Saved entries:
== Segment start ==
PR #175, opened 2026-04-19
fix: render action buttons for agents added via realtime SSE

ptone:
SSE agent events don't carry _capabilities, so action buttons (start, stop, delete, terminal) were missing for newly created agents until page reload. The existing fallback to agentScopeCapabilities only worked when the API returned scope-level capabilities — when only per-agent capabilities were present, the scope field stayed undefined.

Three fixes:
- Derive agentScopeCapabilities from per-agent capabilities in loadData and fetchAndMergeAgents when scope-level capabilities are absent
- Lazily derive scope capabilities from existing agents during SSE update handling
- Preserve existing per-agent capabilities during SSE merges

- [ ] Tests pass

### DIFF
--- a/web/src/components/pages/grove-detail.ts
+++ b/web/src/components/pages/grove-detail.ts
@@ -613,14 +613,27 @@ export class ScionPageGroveDetail extends LitElement {
     const updatedAgents = stateManager.getAgents();
     // Merge SSE agent deltas into local agent list
     const agentMap = new Map(this.agents.map((a) => [a.id, a]));
+    // Lazily derive scope capabilities from existing agents if not yet set.
+    if (!this.agentScopeCapabilities) {
+      for (const a of agentMap.values()) {
+        if (a._capabilities) {
+          this.agentScopeCapabilities = a._capabilities;
+          break;
+        }
+      }
+    }
     for (const agent of updatedAgents) {
       if (agent.groveId === this.groveId || agentMap.has(agent.id)) {
         const existing = agentMap.get(agent.id);
         const merged = { ...existing, ...agent } as Agent;
         // New agents from SSE don't carry per-resource _capabilities.
         // Inherit scope-level capabilities so action buttons render.
-        if (!merged._capabilities && this.agentScopeCapabilities) {
-          merged._capabilities = this.agentScopeCapabilities;
+        if (!merged._capabilities) {
+          if (existing?._capabilities) {
+            merged._capabilities = existing._capabilities;
+          } else if (this.agentScopeCapabilities) {
+            merged._capabilities = this.agentScopeCapabilities;
+          }
         }
         agentMap.set(agent.id, merged);
       }
@@ -668,6 +681,11 @@ export class ScionPageGroveDetail extends LitElement {
         } else {
           this.agents = agentsData.agents || [];
           this.agentScopeCapabilities = agentsData._capabilities;
+        }
+        // Derive scope capabilities from per-agent capabilities when the
+        // response doesn't include a top-level _capabilities field.
+        if (!this.agentScopeCapabilities) {
+          this.agentScopeCapabilities = this.agents.find(a => a._capabilities)?._capabilities;
         }
       } else {
         // Fallback: if grove-scoped agents endpoint fails, try filtering from all agents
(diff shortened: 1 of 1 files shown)


ptone:
# PR #175 Review: fix: render action buttons for agents added via realtime SSE

**Author:** Preston Holmes (`ptone`)
**Branch:** `scion/missing-action-buttons` -> `main`
**Files changed:** 1 (`web/src/components/pages/grove-detail.ts`) — +23 / -2

---

## Executive Summary

This is a low-risk, well-scoped bug fix that addresses a real UX gap: action buttons (start, stop, delete, terminal) were missing for agents created via SSE because capabilities metadata was not being propagated. The fix is correct in its approach, with one minor semantic observation worth considering.

---

## Change Analysis

### What the PR does

The PR fixes three related paths where `_capabilities` was not available for agents:

1. **`onAgentsUpdated()` — SSE merge handler (lines 616-637):**
   - **New:** Lazily derives `agentScopeCapabilities` from existing agents' per-agent capabilities if the scope-level field was never set.
   - **Changed:** When merging an SSE agent delta that lacks `_capabilities`, the code now first tries to preserve the existing agent's `_capabilities` before falling back to `agentScopeCapabilities`. Previously, the spread merge (`{ ...existing, ...agent }`) would overwrite `existing._capabilities` with the SSE delta's `undefined` value.

2. **`loadData()` — initial data fetch (lines 687-689):**
   - After setting `agentScopeCapabilities` from the API response's top-level `_capabilities`, falls back to deriving it from the first agent that has per-agent capabilities.

3. **`fetchAndMergeAgents()` — background refresh (lines 744-746):**
   - Same fallback derivation as `loadData()`.

---

## Critical Issues

**None found.**

---

## Observations

### 1. Semantic mismatch: per-agent capabilities used as scope capabilities (Low Risk)

In `loadData()` and `fetchAndMergeAgents()`, when the API response lacks a top-level `_capabilities` field, the code derives `agentScopeCapabilities` from the first agent's `_capabilities`:

```typescript
this.agentScopeCapabilities = this.agents.find(a => a._capabilities)?._capabilities;
```

`agentScopeCapabilities` is used to gate scope-level UI controls like the **"Create Agent"** button (`can(this.agentScopeCapabilities, 'create')`) and **"Stop All"** button (`can(this.agentScopeCapabilities, 'stop_all')`). Per-agent capabilities (e.g., `attach`, `stop`, `start`, `delete`) may not contain scope-level actions like `create` or `stop_all`, meaning those buttons might still not render even after this fix.

However, this is a **best-effort improvement** over the status quo where these buttons were unconditionally hidden when `agentScopeCapabilities` was `undefined`. If per-agent capabilities happen to include scope actions (or if the backend returns uniform capabilities), this fix works correctly. If they don't, behavior is unchanged — no regression.

**Verdict:** Acceptable as-is. A future enhancement could have the backend always return scope capabilities, eliminating the need for this client-side derivation.

### 2. Object identity sharing (Informational)

The `_capabilities` object is shared by reference across agents:

```typescript
merged._capabilities = existing._capabilities;
// or
merged._capabilities = this.agentScopeCapabilities;
```

Since `Capabilities` is `{ actions: string[] }` and no code in this file mutates the `actions` array in-place, this is safe. Just noting that if a future change were to mutate capabilities in-place, it would silently affect all agents sharing the same reference. This is fine for now.

### 3. Spread merge correctly addressed (Positive)

The key insight of this PR is that `{ ...existing, ...agent }` will overwrite `existing._capabilities` with `undefined` when the SSE delta has `_capabilities: undefined` (since the key exists on the spread source). The fix correctly re-checks `existing._capabilities` after the merge, which is the right approach. An alternative would have been to strip `undefined` values from the SSE delta before spreading, but the current approach is more explicit and easier to reason about.

### 4. DRY opportunity (Minor)

The fallback derivation logic is duplicated between `loadData()` and `fetchAndMergeAgents()`:

```typescript
if (!this.agentScopeCapabilities) {
  this.agentScopeCapabilities = this.agents.find(a => a._capabilities)?._capabilities;
}
```

Consider extracting to a small private method like `ensureScopeCapabilities()` to avoid drift. Not blocking.

---

## Positive Feedback

- **Well-targeted fix** — all three code paths where capabilities could be lost are addressed.
- **Fail-closed security** — the `can()` function returns `false` when capabilities are `undefined`, so even if the fallback derivation fails, no action buttons are incorrectly shown. The worst case is buttons remaining hidden, not unauthorized actions being exposed.
- **Clear comments** — each change site has a comment explaining *why* the fallback exists.
- **Minimal blast radius** — 25 lines changed in a single file, all within the same logical concern.

---

## Final Verdict

**Approve.** This is a correct, minimal fix for a real UX bug. The semantic observation about scope-vs-agent capabilities is worth noting for the backend team, but does not block this PR. No security, correctness, or performance concerns.

PR #1621, opened 2026-09-15
feat: add agent-facing Discord tools via BrokerQuery

ptone:
Add agent-facing Discord tools via BrokerQuery plugin interface. Enables agents to list channels/threads, set defaults, read channel history, and send DMs through the broker integration layer.

Ref: ptone/scion#675


ptone:
being supersceded by a more general conversations tool

PR #1676, opened 2026-09-16
fix(a2a-bridge): preserve artifact reply text, fix multi-turn subscriptions, raise HTTP write timeout

zahmedsafeer-hub:
## Summary
Fixes single-turn and multi-turn message delivery in `scion-a2a-bridge`:

1. **`internal/bridge/executor.go`**: `TranslateScionToA2A` emits both an `Artifact` and a `Message` event on `assistant-reply`, with the artifact appended first. `taskEventToSDKEvent` previously returned `nil` message on `case "artifact":`, resulting in empty `TASK_STATE_COMPLETED` payloads. This patch extracts text parts from `TaskArtifactUpdate` and attaches them to `TaskStatusUpdateEvent`.
2. **`internal/bridge/broker.go`**: Removes the `if already { return nil }` short-circuit in `BrokerServer.RequestSubscription` so repeat subscription requests always forward to host callbacks for Turn 2+ and recover cleanly if the initial call occurs before host callbacks are ready.
3. **`cmd/scion-a2a-bridge/main.go`**: Raises HTTP `WriteTimeout` from `30s` to `300s` so synchronous `SendMessage` calls do not close prematurely during longer LLM reasoning turns.
4. **`README.md`**: Updates Section 4 YAML snippet to use `server.plugins.broker.a2a-bridge` matching `pkg/config/settings_v1.go`.


ptone:
## Code Review: PR #1676

### Critical — Compilation Errors (must fix before merge)

**`extras/scion-a2a-bridge/internal/bridge/executor.go`**, artifact case (~lines 228-238):

Two type mismatches prevent this code from compiling:

1. **Slice type:** `var artParts []a2a.Part` should be `var artParts []*a2a.Part` — `a2a.NewTextPart()` returns `*a2a.Part`. The existing `message` case on line 200 uses `[]*a2a.Part`.

2. **Wrong argument to `NewMessageForTask`:** The call passes `execCtx.TaskID` (type `a2a.TaskID`) but `a2a.NewMessageForTask` expects `*a2asrv.ExecutorContext` as its second argument. The `message` case on line 214 shows the correct pattern: `a2a.NewMessageForTask(a2a.MessageRoleAgent, execCtx, artParts...)`.

Suggested fix:
```go
case "artifact":
    var au TaskArtifactUpdate
    if err := json.Unmarshal(ev.Payload, &au); err != nil {
        return nil, fmt.Errorf("unmarshal artifact event: %w", err)
    }
    var artParts []*a2a.Part
    for _, p := range au.Artifact.Parts {
        if p.Text != "" {
            artParts = append(artParts, a2a.NewTextPart(p.Text))
        }
    }
    if len(artParts) == 0 {
        return a2a.NewStatusUpdateEvent(execCtx, a2a.TaskStateCompleted, nil), nil
    }
    artMsg := a2a.NewMessageForTask(a2a.MessageRoleAgent, execCtx, artParts...)
    return a2a.NewStatusUpdateEvent(execCtx, a2a.TaskStateCompleted, artMsg), nil
```

No Go build CI ran on this PR, so these type errors were not caught automatically.

### Optional

- **O1:** Non-text artifact parts (URLs, data) are silently dropped. The `message` handler covers URL parts — consider adding parity here, or documenting the exclusion.
- **O2:** `WriteTimeout` 300s is a global cap that will also affect long-lived SSE streams. `http.ResponseController.SetWriteDeadline` per-handler would be more precise. Fine as a follow-up.

### What looks good

- The overall approach (unmarshal artifact, extract text, attach to status event) mirrors the existing `message` case correctly.
- The `broker.go` subscription short-circuit removal fixes a real latent race — if the first call errors, subsequent calls were silently skipping the RPC.
- README YAML correction matches the actual config schema.

PR #1677, opened 2026-09-16
fix(hub): only record web reply affinity when message channel is explicitly web

zahmedsafeer-hub:
## Summary
Prevents the `webChannelBus` observer spoke from hijacking reply affinity on untagged fan-out messages:

- When an agent sends an untagged outbound message (`channel == ""`), `FanOutEventBus.Publish` fans out to all registered spokes, including the observer spoke `webChannelBus`.
- `webChannelBus.Publish` previously called `RecordChannel(..., "web", ...)` unconditionally, overwriting `webchat_conversation_context` with `"web"`. On Turn 2+, `handleAgentOutboundMessage` read back `"web"` from `GetLastChannel` and routed replies exclusively to `web`, skipping external broker plugins such as `a2a-bridge`.
- Guards `RecordChannel` with `if msg.Channel == "web"`.


ptone:
## Code Review: PR #1677

### Required — Missing regression test

The fix is correct and minimal — guarding `RecordChannel` behind `msg.Channel == "web"` prevents untagged fan-out messages from poisoning reply affinity. However, no test exercises the actual bug scenario.

The existing `TestWebChannelBus_Publish_UpdatesState` already had `Channel: "web"` set before this PR and passes identically with or without the fix. A regression test should publish a message with `Channel: ""` and assert no `webchat_conversation_context` row is created:

```go
func TestWebChannelBus_Publish_UntaggedFanout_SkipsAffinity(t *testing.T) {
    store, db := newTestWebChatStore(t)
    defer db.Close()

    bus := NewWebChannelBus(slog.Default(), store)

    msg := &messages.StructuredMessage{
        Version:   messages.Version,
        Sender:    "agent:coder",
        SenderID:  "agent-uuid-1",
        Recipient: "user:alice",
        Msg:       "Hello",
        Type:      messages.TypeInstruction,
        Channel:   "",  // untagged — the bug scenario
    }

    err := bus.Publish(context.Background(), "scion.project.proj1.user.user1.messages", msg)
    require.NoError(t, err)

    var count int
    err = db.QueryRow(`SELECT COUNT(*) FROM webchat_conversation_context`).Scan(&count)
    require.NoError(t, err)
    require.Equal(t, 0, count, "untagged fan-out must not record web affinity")
}
```

### What looks good

- Guard is placed at exactly the right scope — inside `webChannelBus.Publish` where it has access to `msg.Channel`.
- Consistent with the broker inbound handler which already guards `RecordChannel` with `msg.Channel != ""`.
- The comment update accurately describes the rationale.
- Clean, minimal fix for a real production bug. CI passes.

PR #1810, opened 2026-09-21
fix(store): cast Postgres CTE uuid params after #1787 still 42883s

sal-m2026:
Fixes #1634

Follow-up to #1787. Registering `uuid.UUID` with pgx is not enough when Ent
runs raw SQL through `database/sql`: `google/uuid.UUID`'s `driver.Valuer`
returns a **string**, so `$1` in `SELECT $1 AS id` can still be typed as
text. The recursive CTE in `GetEffectiveGroupsForAgent` then fails with
`SQLSTATE 42883` (`uuid = text`) on the join
`gc.parent_group_id = e.id`. Hub fail-closes principal resolution and
maps that to the generic GCP SA-assign 403 on agent-creates-agent.

This casts the placeholders (`$n::uuid`) on Postgres only. SQLite is
unchanged.

- [x] Tests pass

`TestSQLUUIDPh` covers the helper. The existing Postgres integration test
comments now describe the CTE typing, not only pgx registration.

Verified on a Postgres-backed HA Hub: coordinator `scion start` with a
project-default GCP SA now logs `service-account assignment allowed`
(`callerKind: agent`) and the child agent starts. Same path was 42883 on
Hub `main` (including #1787) before this change.

@ptone — this is the remaining 42883 on the agent-creates-agent path after #1787.


sal-m2026:
Closing — opened before we had sign-off to send this to Preston. The branch remains on the fork; we can reopen once approved.

ptone:
looked up sal-m2026 on [signcla/](http://signcla/)

PR #736, opened 2025-08-12
[Fix] fix seed in dmd denoising loop

jzhang38:
1. fix seed.
2. remove unnecessary wait in vsa kernel
3. update vsa kernel test from abs max to relative max.


SolitaryThinker:
could you fix pre-commit errors?

SolitaryThinker (approved):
== Segment end ==
◆ Exercise requirements
The answer is the run of lines above from the line containing "returns a **string**, so" through the line containing "on the join", copied exactly and alone.

◆ Solved exercise
returns a **string**, so `$1` in `SELECT $1 AS id` can still be typed as
text. The recursive CTE in `GetEffectiveGroupsForAgent` then fails with
`SQLSTATE 42883` (`uuid = text`) on the join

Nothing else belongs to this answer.